Which of the following, if true, most strongly supports the mayor’s conclusion?
(A) The city’s schools have always provided essential services as efficiently as they have provided nonessential services.
(B) Sufficient funds are currently available to allow the city’s schools to provide some nonessential services.
(C) Price estimates quoted to the city’s schools for the provision of nonessential services have not increased substantially since the most recent school funding cut.
(D) Few influential city administrators support the funding of costly nonessential services in the city’s schools.(B)
(E) The city’s school officials rarely exaggerate the potential impact of threatened funding cuts.
6. Advertisement: For sinus pain, three out of four hospitals give their patients Novex. So when you want the most effective painkiller for sinus pain, Novex is the one to choose.
Which of the following, if true, most seriously undermines the advertisement’s argument?
(A) Some competing brands of painkillers are intended to reduce other kinds of pain in addition to sinus pain.
(B) Many hospitals that do not usually use Novex will do so for those patients who cannot tolerate the drug the hospitals usually use.
(C) Many drug manufacturers increase sales of their products to hospitals by selling these products to the hospitals at the lowest price the manufacturers can afford.
(D) Unlike some competing brands of painkillers, Novex is available from pharmacies without a doctor’s prescription.(D)
(E) In clinical trials Novex has been found more effective than competing brands of painkillers that have been on the market longer than Novex.
7. A report that many apples contain a cancer-causing preservative called Alar apparently had little effect on consumers. Few consumers planned to change their apple-buying habits as a result of the report. Nonetheless, sales of apples in grocery stores fell sharply in March, a month after the report was issued.
Which of the following, if true, best explains the reason for the apparent discrepancy described above?
(A) In March, many grocers removed apples from their shelves in order to demonstrate concern about their customers’ health.
(B) Because of a growing number of food-safety warnings, consumers in March were indifferent to such warnings.
(C) The report was delivered on television and also appeared in newspapers.
(D) The report did not mention that any other fruit contains Alar, although the preservative is used on other fruit.(A)
(E) Public health officials did not believe that apples posed a health threat because only minute traces of Alar were present in affected apples.

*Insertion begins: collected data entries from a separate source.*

Issue #446, opened 2023-09-04
Add column does not work for nvarchar


ericmuijs:
When using the function sqlserver__alter_relation_add_remove_columns for a new field with nvarchar type, a nvarchar(1) is created. 
For any nvarchar field with lengths greater than 1 the resulting merge/insert will fail.

MLSteinw:
I have also come across issues relating to nvarchar and the length of the field not being captured when using the get_column_in_relation function

ericmuijsvanoord:
@cody-scott  : this is still the case for the newest version. I can see if I can work on a fix.

PR #605, opened 2025-04-07
sqlserver_column.py: Handle string dtype of nvarchar

Cogito:
nvarchar is not considered a string in the base adapter, nor in the fabric adapter. This leads to issues when dealing with nvarchar columns, such as in https://github.com/dbt-msft/dbt-sqlserver-utils/blob/master/macros/sql/union.sql

In this commit we add nvarchar to the list of string dtypes, return the correct string_size for nvarchar (which is doubled by default), and use the correct dtype in string_type.

I believe this mishandling of nvarchar is the root cause of #446 

I ran into this issue when unioning multiple relations which used nvarchar. The generated code had no string length specified for the nvarchar fields, which resulted in the default string length of 30 being used.

### DIFF
--- a/dbt/adapters/sqlserver/sqlserver_column.py
+++ b/dbt/adapters/sqlserver/sqlserver_column.py
@@ -20,3 +20,31 @@ class SQLServerColumn(FabricColumn):
             "serial8",
             "int",
         ]
+
+    def is_string(self) -> bool:
+        return self.dtype.lower() in [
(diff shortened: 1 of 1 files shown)


Cogito:
I'm not sure if how I handle `string_type` is best, as it is a class method in the base class, but I think we want it to be instance specific as that is how the dtypes are handled.

PR #164, opened 2020-12-02
Update device DPS x509 sample

drwill-ms:


barustum (approved):

provisioning/Samples/device/X509Sample/ProvisioningDeviceClientSample.cs
```diff
@@ -0,0 +1,158 @@
...
+            {
+                throw new FileNotFoundException($"{_parameters.CertificateName} did not contain any certificate with a private key.");
+            }
+
+            Console.WriteLine($"Using certificate {certificate.Thumbprint} {certificate.Subject}");
+
+            return certificate;
+        }
+
+        private void ReadCertificatePassword()
```
azabbasi, line 122: Is there a reason we don't get this parameter as an argument in main?

azabbasi, line 122: I wonder if this is really necessary in the sample code. can't we just throw an error if user hasn't specified a password in the input parameters?

azabbasi (approved):

provisioning/Samples/device/X509Sample/ProvisioningDeviceClientSample.cs
drwill-ms: If I require it on the command-line, then the password will be visible to anyone watching. This function takes input but doesn't show your password.

The functionality existed before, and I decided to retain it. It seems reasonable to me.

Thoughts?

azabbasi: That sounds fair enough. We take connection strings as input parameters all over our sample codes also, one can argue the same logic should be applied elsewhere, but cert passwords are much easier to remember than a SAS token or a key that is much longer ...

drwill-ms: Good points.

PR #165, opened 2020-12-03
Revamp DPS TPM sample

drwill-ms:
I got TPM working on my laptop, so that is tested. I can't seem to get the EK for the simulator to know if it works, and provide the sample instructions on how to do that.


security/Samples/SecurityProviderTpmSimulator/SecurityProviderTpmSimulator.cs
```diff
@@ -65,17 +67,22 @@ public override byte[] Sign(byte[] data)
...
-        [SuppressMessage("Design", "CA1031:Do not catch general exception types", Justification = "Sample code resiliency")]
         public static void StopSimulatorProcess()
         {
-            foreach (var process in Process.GetProcessesByName(Path.GetFileNameWithoutExtension(s_simulatorExeName)))
+            if (s_simulatorProcessId != 0)
             {
                 try
                 {
-                    process?.Kill();
+                    var process = Process.GetProcessById(s_simulatorProcessId);
```
barustum, line 76: nit: it's clear by the method name that we are getting a Process by Id. But is it best practice to use Process instead of var?

barustum (approved):

PR #167, opened 2020-12-07
Update simulated device project

drwill-ms:
- Target .NET 5.0
- Take device connection string as a parameter
- Fix control-C handling
- Await async calls
- Specify message content encoding and type


iot-hub/Quickstarts/simulated-device/SimulatedDevice.cs
```diff
@@ -4,64 +4,97 @@
...
 
-            while (true)
+            while (!ct.IsCancellationRequested)
             {
                 double currentTemperature = minTemperature + rand.NextDouble() * 15;
                 double currentHumidity = minHumidity + rand.NextDouble() * 20;
 
                 // Create JSON message
-                var telemetryDataPoint = new
+                var messageBody = JsonSerializer.Serialize(
```
barustum, line 76: string

barustum (approved):

robinsh:
Just in case you didn’t know, there’s several of those “update simulated device project” projects and they’re all a little bit different. Are you going to make the same changes to all of then, or just as you come across them in the different projects?

drwill-ms:
> Just in case you didn’t know, there’s several of those “update simulated device project” projects and they’re all a little bit different. Are you going to make the same changes to all of then, or just as you come across them in the different projects?

I will, but I prefer to do them one at a time to get feedback as I go to avoid rework in subsequent projects and PRs that are too large.

robinsh:
I’m good with that. Just wanted to make sure I can rely on  you to take care of the ones you’re changing, so I know I don’t have to worry about it after the new year. BTW, Friday is my last day this year. )(Yikes!)

Robin

robinsh:
Awesome. Thanks David.

Robin

PR #169, opened 2020-12-09
Update DeviceSimulator2

drwill-ms:


iot-hub/Quickstarts/simulated-device-2/Program.cs
```diff
@@ -0,0 +1,147 @@
...
+        private static void CheckForConnectionStringArgument(string[] args)
+        {
+            if (args.Any())
+            {
+                try
+                {
+                    var cs = IotHubConnectionStringBuilder.Create(args.First());
+                    s_connectionString = cs.ToString();
+                }
+                catch (Exception) { }
```
azabbasi, line 71: if we are not doing anything in the catch, we probably don't need the try block either.
I personally think that if this throws we should exit with an error.

iot-hub/Quickstarts/simulated-device-2/Program.cs
```diff
@@ -0,0 +1,147 @@
...
+
+        private static async Task Main(string[] args)
+        {
+            Console.WriteLine("IoT Hub Quickstarts #1 - Simulated device.");
+
+            // This sample accepts the device connection string as a parameter, if present
+            CheckForConnectionStringArgument(args);
+
+            // Connect to the IoT hub using the MQTT protocol
+            s_deviceClient = DeviceClient.CreateFromConnectionString(s_connectionString, TransportType.Mqtt);
```
azabbasi, line 41: suggestion: We can call out the TransportType as a private static field so it's easier to find/change by the users.

azabbasi (approved):
a couple of nit comments.

iot-hub/Quickstarts/simulated-device-2/Program.cs
drwill-ms: The parameter is optional, and I only want to set it if it passes parsing.

Issue #170, opened 2020-12-09
Quickstart device quick stream proxy is not working 


richardtans:
> Please provide us with the following information:
> ---------------------------------------------------------------

### This issue is for a: (mark with an `x`)
```
- [ x] bug report -> please search issues before submitting
- [ ] feature request
- [ ] documentation issue or request
- [ ] regression (a behavior that used to work and stopped in a new release)
```

### Minimal steps to reproduce
> cannot compile and build project in the quickstart
ServiceLocalProxyStreamingSample

### Any log messages given by the failure
>Severity	Code	Description	Project	File	Line	Suppression State
Error	CS0246	The type or namespace name 'DeviceStreamRequest' could not be found (are you missing a using directive or an assembly reference?)	ServiceLocalProxyStreamingSample	C:\Users\Richard Lawidjaja\Desktop\1\azure-iot-samples-csharp-master\iot-hub\Quickstarts\device-streams-proxy\service\DeviceStreamSample.cs	54	Active

### Expected/desired behavior
>should be able to compiled

### OS and Version? win 10
> Windows 7, 8 or 10. Linux (which distribution). macOS (Yosemite? El Capitan? Sierra?)

### Versions
>

### Mention any other details that might be useful

> ---------------------------------------------------------------
> Thanks! We'll be in touch soon.

azabbasi:
Thank you for bringing this up to our attention.

PR #171, opened 2020-12-09
Fix QuickStart samples build

azabbasi:
We cannot use floating version in our DeviceStreaming samples because they need to have the preview versions selected and the floating version specification does not work for us because our preview versions are not considered the latest version in our history

image

As you can see here, 1.28.0 is considered a newer package than 1.28.0-preview-001 so we can't use floating version to fetch this package as per:
https://docs.microsoft.com/en-us/nuget/concepts/package-versioning#floating-version-resolutions

### DIFF
--- a/iot-hub/Quickstarts/device-streams-proxy/device/Program.cs
+++ b/iot-hub/Quickstarts/device-streams-proxy/device/Program.cs
@@ -33,9 +33,9 @@ namespace Microsoft.Azure.Devices.Client.Samples
 
         // Select one of the following transports used by DeviceClient to connect to IoT Hub.
         private static readonly TransportType s_transportType = TransportType.Amqp;
-        //private static TransportType s_transportType = TransportType.Mqtt;
-        //private static TransportType s_transportType = TransportType.Amqp_WebSocket_Only;
-        //private static TransportType s_transportType = TransportType.Mqtt_WebSocket_Only;
+        //private static readonly TransportType s_transportType = TransportType.Mqtt;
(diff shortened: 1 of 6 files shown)


azabbasi:
Fixes #170

iot-hub/Quickstarts/device-streams-proxy/device/Program.cs
```diff
@@ -32,7 +32,7 @@ public static class Program
         private static string s_port = Environment.GetEnvironmentVariable("REMOTE_PORT");
 
         // Select one of the following transports used by DeviceClient to connect to IoT Hub.
-        private static TransportType s_transportType = TransportType.Amqp;
+        private static readonly TransportType s_transportType = TransportType.Amqp;
         //private static TransportType s_transportType = TransportType.Mqtt;
```
barustum, line 36: update the rest to be readonly

azabbasi: we can't. Main() overrides them if they have been provided by the command line arguments.

barustum (approved):

timtay-microsoft (approved):

iot-hub/Quickstarts/device-streams-proxy/device/Program.cs
azabbasi: ah, you are talking about the commented code, I thought you meant the other static fields.
Fixed.

drwill-ms (approved):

8. A new law gives ownership of patents—documents providing exclusive right to make and sell an invention—to universities, not the government, when those patents result from government-sponsored university research. Administrators at Logos University plan to sell any patents they acquire to corporations in order to fund programs to improve undergraduate teaching.
Which of the following, if true, would cast most doubt on the viability of the college administrators’ plan described above?
(A) Profit-making corporations interested in developing products based on patents held by universities are likely to try to serve as exclusive sponsors of ongoing university research projects.
(B) Corporate sponsors of research in university facilities are entitled to tax credits under new federal tax-code guidelines.
(C) Research scientists at Logos University have few or no teaching responsibilities and participate little if at all in the undergraduate programs in their field.
(D) Government-sponsored research conducted at Logos University for the most part duplicates research already completed by several profit-making corporations.(D)
(E) Logos University is unlikely to attract corporate sponsorship of its scientific research.